EXERCISE
Each entry below needs to be retyped exactly as given.

*** RECORDS TO USE ***

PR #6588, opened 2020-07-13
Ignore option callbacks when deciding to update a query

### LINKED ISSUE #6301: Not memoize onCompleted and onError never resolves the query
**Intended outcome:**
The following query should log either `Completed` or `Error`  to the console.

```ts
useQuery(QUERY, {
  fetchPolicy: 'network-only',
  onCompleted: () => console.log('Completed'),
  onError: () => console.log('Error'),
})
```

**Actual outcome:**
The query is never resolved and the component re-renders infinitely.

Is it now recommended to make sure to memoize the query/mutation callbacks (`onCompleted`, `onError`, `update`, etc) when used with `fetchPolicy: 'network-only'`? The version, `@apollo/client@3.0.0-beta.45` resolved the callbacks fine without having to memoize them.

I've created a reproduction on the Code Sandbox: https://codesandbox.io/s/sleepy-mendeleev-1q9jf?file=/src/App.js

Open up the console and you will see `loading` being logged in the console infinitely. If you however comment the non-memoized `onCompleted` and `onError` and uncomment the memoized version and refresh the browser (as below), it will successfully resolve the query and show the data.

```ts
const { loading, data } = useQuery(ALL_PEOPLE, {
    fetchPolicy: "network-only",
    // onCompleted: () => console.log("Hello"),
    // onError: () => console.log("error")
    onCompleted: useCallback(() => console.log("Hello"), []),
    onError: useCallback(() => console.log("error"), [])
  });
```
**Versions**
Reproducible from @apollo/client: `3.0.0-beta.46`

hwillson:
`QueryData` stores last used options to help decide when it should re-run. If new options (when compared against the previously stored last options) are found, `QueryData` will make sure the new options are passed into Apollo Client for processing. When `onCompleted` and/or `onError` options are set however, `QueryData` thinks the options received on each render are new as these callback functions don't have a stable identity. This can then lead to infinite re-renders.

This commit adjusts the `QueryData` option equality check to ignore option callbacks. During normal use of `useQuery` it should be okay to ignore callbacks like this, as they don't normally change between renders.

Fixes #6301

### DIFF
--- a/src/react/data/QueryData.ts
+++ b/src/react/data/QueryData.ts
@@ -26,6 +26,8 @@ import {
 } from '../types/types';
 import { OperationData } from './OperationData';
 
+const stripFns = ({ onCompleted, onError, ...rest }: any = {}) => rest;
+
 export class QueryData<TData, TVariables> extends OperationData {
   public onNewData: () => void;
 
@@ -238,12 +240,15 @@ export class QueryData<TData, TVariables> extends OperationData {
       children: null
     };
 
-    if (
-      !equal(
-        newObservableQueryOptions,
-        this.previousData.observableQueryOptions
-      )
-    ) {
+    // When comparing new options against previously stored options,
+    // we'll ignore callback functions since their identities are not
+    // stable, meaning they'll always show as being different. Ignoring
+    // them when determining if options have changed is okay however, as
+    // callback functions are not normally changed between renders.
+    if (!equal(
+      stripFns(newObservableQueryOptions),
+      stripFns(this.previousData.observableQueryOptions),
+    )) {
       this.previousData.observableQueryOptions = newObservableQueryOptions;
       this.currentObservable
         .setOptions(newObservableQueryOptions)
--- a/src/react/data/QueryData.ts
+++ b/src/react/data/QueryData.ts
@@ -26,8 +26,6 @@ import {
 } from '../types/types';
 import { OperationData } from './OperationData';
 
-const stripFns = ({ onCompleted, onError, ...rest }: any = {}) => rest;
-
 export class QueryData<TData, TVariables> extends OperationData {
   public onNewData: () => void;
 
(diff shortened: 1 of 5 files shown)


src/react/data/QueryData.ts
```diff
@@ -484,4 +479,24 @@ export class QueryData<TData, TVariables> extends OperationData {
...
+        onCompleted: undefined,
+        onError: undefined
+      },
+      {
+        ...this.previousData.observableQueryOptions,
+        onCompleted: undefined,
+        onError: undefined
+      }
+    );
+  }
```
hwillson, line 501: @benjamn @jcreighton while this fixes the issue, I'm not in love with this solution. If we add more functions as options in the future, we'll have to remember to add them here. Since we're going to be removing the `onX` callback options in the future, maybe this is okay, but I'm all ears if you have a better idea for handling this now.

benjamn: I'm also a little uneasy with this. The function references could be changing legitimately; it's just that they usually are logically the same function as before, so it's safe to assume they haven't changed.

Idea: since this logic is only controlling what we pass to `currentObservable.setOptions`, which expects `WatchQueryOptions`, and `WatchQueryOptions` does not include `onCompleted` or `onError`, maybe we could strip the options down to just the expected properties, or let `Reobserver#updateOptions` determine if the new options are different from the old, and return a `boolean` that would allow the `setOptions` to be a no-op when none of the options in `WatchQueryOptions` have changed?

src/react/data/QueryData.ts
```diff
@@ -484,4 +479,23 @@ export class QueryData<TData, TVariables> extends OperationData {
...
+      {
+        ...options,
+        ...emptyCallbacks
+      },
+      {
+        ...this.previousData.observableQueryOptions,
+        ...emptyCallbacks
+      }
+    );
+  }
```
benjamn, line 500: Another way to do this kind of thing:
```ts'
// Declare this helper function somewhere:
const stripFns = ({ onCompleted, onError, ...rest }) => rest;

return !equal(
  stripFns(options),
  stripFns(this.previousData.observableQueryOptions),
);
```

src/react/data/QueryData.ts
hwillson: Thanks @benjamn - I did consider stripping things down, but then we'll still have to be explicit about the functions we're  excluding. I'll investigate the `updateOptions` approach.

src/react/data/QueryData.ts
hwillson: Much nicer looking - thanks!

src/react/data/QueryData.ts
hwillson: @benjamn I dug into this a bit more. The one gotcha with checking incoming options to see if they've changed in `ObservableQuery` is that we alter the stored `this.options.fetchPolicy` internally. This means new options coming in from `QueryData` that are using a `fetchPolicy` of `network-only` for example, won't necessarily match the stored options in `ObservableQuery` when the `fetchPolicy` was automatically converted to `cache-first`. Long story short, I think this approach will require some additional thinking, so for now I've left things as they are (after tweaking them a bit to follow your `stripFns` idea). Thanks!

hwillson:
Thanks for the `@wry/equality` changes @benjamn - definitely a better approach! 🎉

***

WRITTEN ANSWER
PR #6588, opened 2020-07-13
Ignore option callbacks when deciding to update a query

### LINKED ISSUE #6301: Not memoize onCompleted and onError never resolves the query
**Intended outcome:**
The following query should log either `Completed` or `Error`  to the console.

```ts
useQuery(QUERY, {
  fetchPolicy: 'network-only',
  onCompleted: () => console.log('Completed'),
  onError: () => console.log('Error'),
})
```

**Actual outcome:**
The query is never resolved and the component re-renders infinitely.

Is it now recommended to make sure to memoize the query/mutation callbacks (`onCompleted`, `onError`, `update`, etc) when used with `fetchPolicy: 'network-only'`? The version, `@apollo/client@3.0.0-beta.45` resolved the callbacks fine without having to memoize them.

I've created a reproduction on the Code Sandbox: https://codesandbox.io/s/sleepy-mendeleev-1q9jf?file=/src/App.js

Open up the console and you will see `loading` being logged in the console infinitely. If you however comment the non-memoized `onCompleted` and `onError` and uncomment the memoized version and refresh the browser (as below), it will successfully resolve the query and show the data.

```ts
const { loading, data } = useQuery(ALL_PEOPLE, {
    fetchPolicy: "network-only",
    // onCompleted: () => console.log("Hello"),
    // onError: () => console.log("error")
    onCompleted: useCallback(() => console.log("Hello"), []),
    onError: useCallback(() => console.log("error"), [])
  });
```
**Versions**
Reproducible from @apollo/client: `3.0.0-beta.46`

hwillson:
`QueryData` stores last used options to help decide when it should re-run. If new options (when compared against the previously stored last options) are found, `QueryData` will make sure the new options are passed into Apollo Client for processing. When `onCompleted` and/or `onError` options are set however, `QueryData` thinks the options received on each render are new as these callback functions don't have a stable identity. This can then lead to infinite re-renders.

This commit adjusts the `QueryData` option equality check to ignore option callbacks. During normal use of `useQuery` it should be okay to ignore callbacks like this, as they don't normally change between renders.

Fixes #6301

### DIFF
--- a/src/react/data/QueryData.ts
+++ b/src/react/data/QueryData.ts
@@ -26,6 +26,8 @@ import {
 } from '../types/types';
 import { OperationData } from './OperationData';
 
+const stripFns = ({ onCompleted, onError, ...rest }: any = {}) => rest;
+
 export class QueryData<TData, TVariables> extends OperationData {
   public onNewData: () => void;
 
@@ -238,12 +240,15 @@ export class QueryData<TData, TVariables> extends OperationData {
       children: null
     };
 
-    if (
-      !equal(
-        newObservableQueryOptions,
-        this.previousData.observableQueryOptions
-      )
-    ) {
+    // When comparing new options against previously stored options,
+    // we'll ignore callback functions since their identities are not
+    // stable, meaning they'll always show as being different. Ignoring
+    // them when determining if options have changed is okay however, as
+    // callback functions are not normally changed between renders.
+    if (!equal(
+      stripFns(newObservableQueryOptions),
+      stripFns(this.previousData.observableQueryOptions),
+    )) {
       this.previousData.observableQueryOptions = newObservableQueryOptions;
       this.currentObservable
         .setOptions(newObservableQueryOptions)
--- a/src/react/data/QueryData.ts
+++ b/src/react/data/QueryData.ts
@@ -26,8 +26,6 @@ import {
 } from '../types/types';
 import { OperationData } from './OperationData';
 
-const stripFns = ({ onCompleted, onError, ...rest }: any = {}) => rest;
-
 export class QueryData<TData, TVariables> extends OperationData {
   public onNewData: () => void;
 
(diff shortened: 1 of 5 files shown)


src/react/data/QueryData.ts
```diff
@@ -484,4 +479,24 @@ export class QueryData<TData, TVariables> extends OperationData {
...
+        onCompleted: undefined,
+        onError: undefined
+      },
+      {
+        ...this.previousData.observableQueryOptions,
+        onCompleted: undefined,
+        onError: undefined
+      }
+    );
+  }
```
hwillson, line 501: @benjamn @jcreighton while this fixes the issue, I'm not in love with this solution. If we add more functions as options in the future, we'll have to remember to add them here. Since we're going to be removing the `onX` callback options in the future, maybe this is okay, but I'm all ears if you have a better idea for handling this now.

benjamn: I'm also a little uneasy with this. The function references could be changing legitimately; it's just that they usually are logically the same function as before, so it's safe to assume they haven't changed.

Idea: since this logic is only controlling what we pass to `currentObservable.setOptions`, which expects `WatchQueryOptions`, and `WatchQueryOptions` does not include `onCompleted` or `onError`, maybe we could strip the options down to just the expected properties, or let `Reobserver#updateOptions` determine if the new options are different from the old, and return a `boolean` that would allow the `setOptions` to be a no-op when none of the options in `WatchQueryOptions` have changed?

src/react/data/QueryData.ts
```diff
@@ -484,4 +479,23 @@ export class QueryData<TData, TVariables> extends OperationData {
...
+      {
+        ...options,
+        ...emptyCallbacks
+      },
+      {
+        ...this.previousData.observableQueryOptions,
+        ...emptyCallbacks
+      }
+    );
+  }
```
benjamn, line 500: Another way to do this kind of thing:
```ts'
// Declare this helper function somewhere:
const stripFns = ({ onCompleted, onError, ...rest }) => rest;

return !equal(
  stripFns(options),
  stripFns(this.previousData.observableQueryOptions),
);
```

src/react/data/QueryData.ts
hwillson: Thanks @benjamn - I did consider stripping things down, but then we'll still have to be explicit about the functions we're  excluding. I'll investigate the `updateOptions` approach.

src/react/data/QueryData.ts
hwillson: Much nicer looking - thanks!

src/react/data/QueryData.ts
hwillson: @benjamn I dug into this a bit more. The one gotcha with checking incoming options to see if they've changed in `ObservableQuery` is that we alter the stored `this.options.fetchPolicy` internally. This means new options coming in from `QueryData` that are using a `fetchPolicy` of `network-only` for example, won't necessarily match the stored options in `ObservableQuery` when the `fetchPolicy` was automatically converted to `cache-first`. Long story short, I think this approach will require some additional thinking, so for now I've left things as they are (after tweaking them a bit to follow your `stripFns` idea). Thanks!

hwillson:
Thanks for the `@wry/equality` changes @benjamn - definitely a better approach! 🎉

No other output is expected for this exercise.